I have mine in a 10 gallon tank with a Zoo Med double dome light overhead. I have 40w bulbs and a thick Eco-Earth substrate. My tank has an ambient temp of 77 to 80, and has surface temps on the substrate at 82. She then has rocks and branches that get to 87 at the warmest. I will see mine come out and crawl around but I have never seen her basking on a hot spot. Most of the time she is buried, tunneling around in the Eco-Earth, the temp is the substrate is around 72 to 77 depending on which end she is on.

----------


## Stewart_Reptiles

This is what I would recommend you to follow http://www.bennettreptiles.com/hognosecare.shtml, just remember like any other snakes once you gain experience nothing stops you from experimenting and see what work best for your animals and yourself.

----------


## KMG

I know many people use paper substrate. I think for most situations they are fine, just not for a burrowing critter.
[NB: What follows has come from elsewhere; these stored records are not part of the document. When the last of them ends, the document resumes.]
PR #11430, opened 2026-03-03
Skip fetch_size when PPL query ends with explicit head command

ahkcs:
### Description

When a PPL query ends with an explicit `head` command (e.g. `source=t | head 600`), OSD unconditionally injects `fetch_size` (from `discover:sampleSize`, default 500) into the API request. Because the SQL plugin honors the smaller of `fetch_size` and `head`, a query like `| head 600` with `fetch_size=500` silently returns only 500 rows — the user has no way to retrieve the remaining 100.

This PR detects when `head` is the **last command** in the user's query and skips injecting `fetch_size`, letting the user's explicit `head` value be the sole row limiter. Queries without a trailing `head` continue to send `fetch_size` as before.

Key behaviors:
- `source=t | head 800` — skips `fetch_size` (head is the final command)
- `source=t | head 800 | where ts >= ...` — skips `fetch_size` (trailing `where` is an OSD-appended time filter)
- `source=t | head 800 | sort name ASC` — sends `fetch_size` as normal (head is not the final command)
- Join subqueries like `[source=t | head 3]` are masked and do not trigger detection
Screenshot 2026-03-03 at 2 52 58 PM
Screenshot 2026-03-03 at 2 53 04 PM

### Issues Resolved

Fixes https://github.com/opensearch-project/sql/issues/5191 (Bug 2)

## Testing the changes

1. Start OSD with default `discover:sampleSize = 500`
2. Run `source=<index> | head 600` — should return 600 rows (previously capped at 500)
3. Run `source=<index> | head 600 | sort name ASC` — should still send `fetch_size` and return 500 rows
4. Run `source=<index> | fields host` — should still send `fetch_size=500` and return 500 rows
5. Run a join query with `head` only in the subquery — should still send `fetch_size`
6. Run queries with field names like `header`, `headline` — no false positives

## Changelog

- skip

### Check List

- [x] All tests pass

Yes it is more of a pain to find them when they are buried but I believe it offers a more natural way of life for them. I like to watch my snakes act as close to how they would in the wild a possible. I would highly recommend a substrate they can burrow in. That's why I use the Eco-Earth. Its a dirt like feel without being dirt.

----------


## liv

Deborah, I think I'm going to follow that care sheet over the others, thanks for the recommendation! 

KMG, I plan on using aspen bedding. I agree that I want this little guy to be able to dig around a bit. 

I'm so excited now! I was hoping to find an albino, but I'm finding it really hard to find _any_ in my area, let alone any morphs. I guess I'll save a few bucks and pick up a normal  :Very Happy:

----------


## Royal Hijinx

My boy stopped eating until I bumped his hot spot to 90.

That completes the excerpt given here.